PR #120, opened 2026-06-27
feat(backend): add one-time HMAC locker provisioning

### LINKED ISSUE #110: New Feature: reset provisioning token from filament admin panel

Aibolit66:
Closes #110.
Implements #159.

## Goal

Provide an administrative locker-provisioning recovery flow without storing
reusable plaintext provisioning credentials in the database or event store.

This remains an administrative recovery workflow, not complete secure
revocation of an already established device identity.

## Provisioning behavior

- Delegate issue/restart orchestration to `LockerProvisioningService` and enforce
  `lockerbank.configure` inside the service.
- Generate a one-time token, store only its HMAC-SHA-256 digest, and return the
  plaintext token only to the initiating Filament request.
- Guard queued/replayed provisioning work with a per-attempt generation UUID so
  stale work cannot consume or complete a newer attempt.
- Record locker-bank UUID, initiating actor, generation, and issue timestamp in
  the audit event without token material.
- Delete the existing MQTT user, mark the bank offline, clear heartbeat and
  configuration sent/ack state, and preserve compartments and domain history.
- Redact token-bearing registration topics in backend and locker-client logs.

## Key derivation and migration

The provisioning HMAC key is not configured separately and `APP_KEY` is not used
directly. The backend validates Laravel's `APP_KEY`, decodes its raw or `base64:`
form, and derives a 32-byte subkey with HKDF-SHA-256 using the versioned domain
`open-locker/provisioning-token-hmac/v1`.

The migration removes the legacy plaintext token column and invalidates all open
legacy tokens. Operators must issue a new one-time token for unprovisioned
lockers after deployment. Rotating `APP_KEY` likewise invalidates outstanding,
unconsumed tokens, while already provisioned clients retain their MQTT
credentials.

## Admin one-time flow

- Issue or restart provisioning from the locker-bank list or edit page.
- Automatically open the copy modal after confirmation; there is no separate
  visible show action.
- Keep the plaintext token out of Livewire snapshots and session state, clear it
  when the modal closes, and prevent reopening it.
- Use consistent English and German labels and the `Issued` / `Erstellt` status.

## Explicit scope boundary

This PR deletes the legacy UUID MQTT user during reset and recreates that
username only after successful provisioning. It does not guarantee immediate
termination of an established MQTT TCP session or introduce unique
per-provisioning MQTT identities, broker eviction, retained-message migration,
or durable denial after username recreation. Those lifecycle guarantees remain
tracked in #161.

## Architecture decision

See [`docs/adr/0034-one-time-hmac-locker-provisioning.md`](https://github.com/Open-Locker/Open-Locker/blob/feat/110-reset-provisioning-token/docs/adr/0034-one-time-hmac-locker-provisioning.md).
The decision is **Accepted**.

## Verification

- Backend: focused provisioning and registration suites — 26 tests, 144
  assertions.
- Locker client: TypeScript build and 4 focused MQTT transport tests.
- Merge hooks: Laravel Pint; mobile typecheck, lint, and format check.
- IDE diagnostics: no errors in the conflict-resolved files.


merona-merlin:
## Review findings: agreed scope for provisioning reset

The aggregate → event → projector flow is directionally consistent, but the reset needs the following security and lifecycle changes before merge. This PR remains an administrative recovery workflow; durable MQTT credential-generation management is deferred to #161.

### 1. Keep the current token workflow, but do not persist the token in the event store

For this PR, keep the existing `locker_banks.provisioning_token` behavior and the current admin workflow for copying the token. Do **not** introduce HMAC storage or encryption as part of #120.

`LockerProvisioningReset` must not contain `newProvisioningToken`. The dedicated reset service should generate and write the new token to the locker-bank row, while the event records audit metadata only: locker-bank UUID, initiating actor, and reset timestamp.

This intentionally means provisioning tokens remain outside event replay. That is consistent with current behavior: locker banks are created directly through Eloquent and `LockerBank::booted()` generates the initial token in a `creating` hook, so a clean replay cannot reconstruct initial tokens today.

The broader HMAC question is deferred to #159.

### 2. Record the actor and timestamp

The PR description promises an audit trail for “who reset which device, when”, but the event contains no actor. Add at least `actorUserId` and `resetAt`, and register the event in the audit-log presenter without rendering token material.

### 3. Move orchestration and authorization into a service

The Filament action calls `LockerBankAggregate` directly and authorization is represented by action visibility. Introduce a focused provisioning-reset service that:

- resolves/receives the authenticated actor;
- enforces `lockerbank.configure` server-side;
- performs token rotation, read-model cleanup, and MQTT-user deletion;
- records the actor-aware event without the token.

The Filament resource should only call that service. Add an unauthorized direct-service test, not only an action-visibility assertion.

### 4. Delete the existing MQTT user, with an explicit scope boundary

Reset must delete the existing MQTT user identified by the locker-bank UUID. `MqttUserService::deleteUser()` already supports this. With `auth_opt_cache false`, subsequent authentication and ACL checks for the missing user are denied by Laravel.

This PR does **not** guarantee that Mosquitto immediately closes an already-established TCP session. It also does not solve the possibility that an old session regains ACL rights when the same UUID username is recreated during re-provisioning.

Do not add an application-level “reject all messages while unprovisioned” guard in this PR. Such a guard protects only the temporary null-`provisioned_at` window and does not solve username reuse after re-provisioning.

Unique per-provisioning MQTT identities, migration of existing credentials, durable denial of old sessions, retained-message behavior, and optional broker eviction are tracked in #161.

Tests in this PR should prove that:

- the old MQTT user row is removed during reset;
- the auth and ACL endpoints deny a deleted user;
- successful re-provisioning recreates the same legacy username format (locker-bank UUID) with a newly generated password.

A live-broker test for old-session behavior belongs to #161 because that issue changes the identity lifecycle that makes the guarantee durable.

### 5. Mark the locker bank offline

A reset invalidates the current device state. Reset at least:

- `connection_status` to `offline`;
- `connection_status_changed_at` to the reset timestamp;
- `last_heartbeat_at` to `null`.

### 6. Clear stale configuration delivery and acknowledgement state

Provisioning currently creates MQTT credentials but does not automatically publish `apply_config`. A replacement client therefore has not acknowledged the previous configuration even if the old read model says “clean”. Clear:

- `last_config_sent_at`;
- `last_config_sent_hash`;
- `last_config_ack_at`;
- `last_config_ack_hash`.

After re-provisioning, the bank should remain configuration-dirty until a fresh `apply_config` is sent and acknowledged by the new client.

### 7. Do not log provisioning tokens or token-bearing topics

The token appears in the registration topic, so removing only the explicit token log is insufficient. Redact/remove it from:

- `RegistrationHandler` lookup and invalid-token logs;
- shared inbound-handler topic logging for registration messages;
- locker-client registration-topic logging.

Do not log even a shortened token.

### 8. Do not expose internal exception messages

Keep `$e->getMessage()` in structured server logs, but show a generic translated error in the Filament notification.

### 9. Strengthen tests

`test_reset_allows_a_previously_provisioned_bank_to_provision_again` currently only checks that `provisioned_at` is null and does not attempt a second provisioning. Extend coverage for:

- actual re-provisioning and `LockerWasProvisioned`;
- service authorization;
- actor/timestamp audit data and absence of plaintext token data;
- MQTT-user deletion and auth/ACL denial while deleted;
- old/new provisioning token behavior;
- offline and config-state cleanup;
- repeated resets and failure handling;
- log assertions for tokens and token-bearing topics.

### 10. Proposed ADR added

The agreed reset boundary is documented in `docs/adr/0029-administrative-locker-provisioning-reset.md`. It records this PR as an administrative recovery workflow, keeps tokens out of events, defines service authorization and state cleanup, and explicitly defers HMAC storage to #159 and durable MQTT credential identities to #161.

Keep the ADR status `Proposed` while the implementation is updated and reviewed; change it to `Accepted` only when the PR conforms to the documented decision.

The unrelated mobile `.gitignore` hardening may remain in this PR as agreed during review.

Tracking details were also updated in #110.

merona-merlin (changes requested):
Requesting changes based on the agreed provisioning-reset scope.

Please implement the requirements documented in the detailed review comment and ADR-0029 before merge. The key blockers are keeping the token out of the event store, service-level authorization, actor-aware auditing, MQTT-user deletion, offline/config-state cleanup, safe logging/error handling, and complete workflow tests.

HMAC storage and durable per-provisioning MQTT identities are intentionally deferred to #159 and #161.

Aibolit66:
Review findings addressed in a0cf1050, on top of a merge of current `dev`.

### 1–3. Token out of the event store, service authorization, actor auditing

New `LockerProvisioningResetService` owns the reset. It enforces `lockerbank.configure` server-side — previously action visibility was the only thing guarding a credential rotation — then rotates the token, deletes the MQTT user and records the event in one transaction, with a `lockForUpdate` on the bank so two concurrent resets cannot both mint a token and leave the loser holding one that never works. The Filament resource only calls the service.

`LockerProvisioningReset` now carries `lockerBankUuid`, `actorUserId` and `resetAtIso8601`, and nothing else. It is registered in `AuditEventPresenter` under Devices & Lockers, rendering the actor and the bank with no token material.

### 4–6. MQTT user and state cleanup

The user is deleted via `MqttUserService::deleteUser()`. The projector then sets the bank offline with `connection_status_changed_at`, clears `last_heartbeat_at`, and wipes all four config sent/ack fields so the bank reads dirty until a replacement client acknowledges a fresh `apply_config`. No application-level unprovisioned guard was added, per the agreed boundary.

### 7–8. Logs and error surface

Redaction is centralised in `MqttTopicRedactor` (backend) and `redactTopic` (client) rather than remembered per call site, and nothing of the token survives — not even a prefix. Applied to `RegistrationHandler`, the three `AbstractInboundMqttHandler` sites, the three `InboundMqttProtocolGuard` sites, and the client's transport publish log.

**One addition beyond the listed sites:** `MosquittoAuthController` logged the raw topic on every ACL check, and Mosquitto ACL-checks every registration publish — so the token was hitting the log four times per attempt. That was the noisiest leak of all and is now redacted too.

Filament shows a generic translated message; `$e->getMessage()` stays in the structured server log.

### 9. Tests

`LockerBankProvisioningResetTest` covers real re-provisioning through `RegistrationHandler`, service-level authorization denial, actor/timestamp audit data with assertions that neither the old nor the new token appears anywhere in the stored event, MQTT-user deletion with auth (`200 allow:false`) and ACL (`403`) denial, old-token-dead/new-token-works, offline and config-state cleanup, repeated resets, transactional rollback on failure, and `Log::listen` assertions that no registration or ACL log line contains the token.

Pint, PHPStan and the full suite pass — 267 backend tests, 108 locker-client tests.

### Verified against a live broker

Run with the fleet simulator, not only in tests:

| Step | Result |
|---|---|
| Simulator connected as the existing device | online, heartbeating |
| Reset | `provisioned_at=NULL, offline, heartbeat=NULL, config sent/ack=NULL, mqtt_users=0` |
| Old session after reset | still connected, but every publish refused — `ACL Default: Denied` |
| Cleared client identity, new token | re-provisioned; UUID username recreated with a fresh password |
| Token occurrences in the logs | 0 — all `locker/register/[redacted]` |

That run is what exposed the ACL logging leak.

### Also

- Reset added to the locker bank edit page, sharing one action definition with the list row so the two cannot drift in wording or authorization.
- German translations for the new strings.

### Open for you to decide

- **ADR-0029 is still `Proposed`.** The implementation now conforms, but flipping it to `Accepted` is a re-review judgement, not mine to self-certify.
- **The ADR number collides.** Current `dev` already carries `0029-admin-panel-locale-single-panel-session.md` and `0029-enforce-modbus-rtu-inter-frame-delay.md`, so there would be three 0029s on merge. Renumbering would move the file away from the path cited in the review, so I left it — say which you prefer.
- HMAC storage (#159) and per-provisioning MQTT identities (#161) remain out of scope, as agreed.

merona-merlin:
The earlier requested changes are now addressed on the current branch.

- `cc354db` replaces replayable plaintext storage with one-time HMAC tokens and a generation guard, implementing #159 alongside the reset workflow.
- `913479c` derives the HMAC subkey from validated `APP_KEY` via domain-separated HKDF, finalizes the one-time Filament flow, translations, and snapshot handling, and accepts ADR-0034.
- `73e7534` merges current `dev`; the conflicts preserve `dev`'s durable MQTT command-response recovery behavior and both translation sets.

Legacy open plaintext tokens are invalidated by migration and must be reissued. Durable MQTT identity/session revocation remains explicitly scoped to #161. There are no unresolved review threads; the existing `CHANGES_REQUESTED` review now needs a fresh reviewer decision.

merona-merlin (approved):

-.-.-

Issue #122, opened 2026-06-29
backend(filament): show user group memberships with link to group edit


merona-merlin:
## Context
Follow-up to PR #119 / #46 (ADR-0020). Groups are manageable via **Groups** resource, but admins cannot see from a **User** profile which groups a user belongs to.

-.-.-

### Exercise goal
Word for word, restate the lines of the data above that fall between the line holding "Review findings addressed" and the line holding "### 9. Tests", inclusive, and no other lines.

### Problem solution
Review findings addressed in a0cf1050, on top of a merge of current `dev`.

### 1–3. Token out of the event store, service authorization, actor auditing

New `LockerProvisioningResetService` owns the reset. It enforces `lockerbank.configure` server-side — previously action visibility was the only thing guarding a credential rotation — then rotates the token, deletes the MQTT user and records the event in one transaction, with a `lockForUpdate` on the bank so two concurrent resets cannot both mint a token and leave the loser holding one that never works. The Filament resource only calls the service.

`LockerProvisioningReset` now carries `lockerBankUuid`, `actorUserId` and `resetAtIso8601`, and nothing else. It is registered in `AuditEventPresenter` under Devices & Lockers, rendering the actor and the bank with no token material.

### 4–6. MQTT user and state cleanup

The user is deleted via `MqttUserService::deleteUser()`. The projector then sets the bank offline with `connection_status_changed_at`, clears `last_heartbeat_at`, and wipes all four config sent/ack fields so the bank reads dirty until a replacement client acknowledges a fresh `apply_config`. No application-level unprovisioned guard was added, per the agreed boundary.

### 7–8. Logs and error surface

Redaction is centralised in `MqttTopicRedactor` (backend) and `redactTopic` (client) rather than remembered per call site, and nothing of the token survives — not even a prefix. Applied to `RegistrationHandler`, the three `AbstractInboundMqttHandler` sites, the three `InboundMqttProtocolGuard` sites, and the client's transport publish log.

**One addition beyond the listed sites:** `MosquittoAuthController` logged the raw topic on every ACL check, and Mosquitto ACL-checks every registration publish — so the token was hitting the log four times per attempt. That was the noisiest leak of all and is now redacted too.

Filament shows a generic translated message; `$e->getMessage()` stays in the structured server log.

### 9. Tests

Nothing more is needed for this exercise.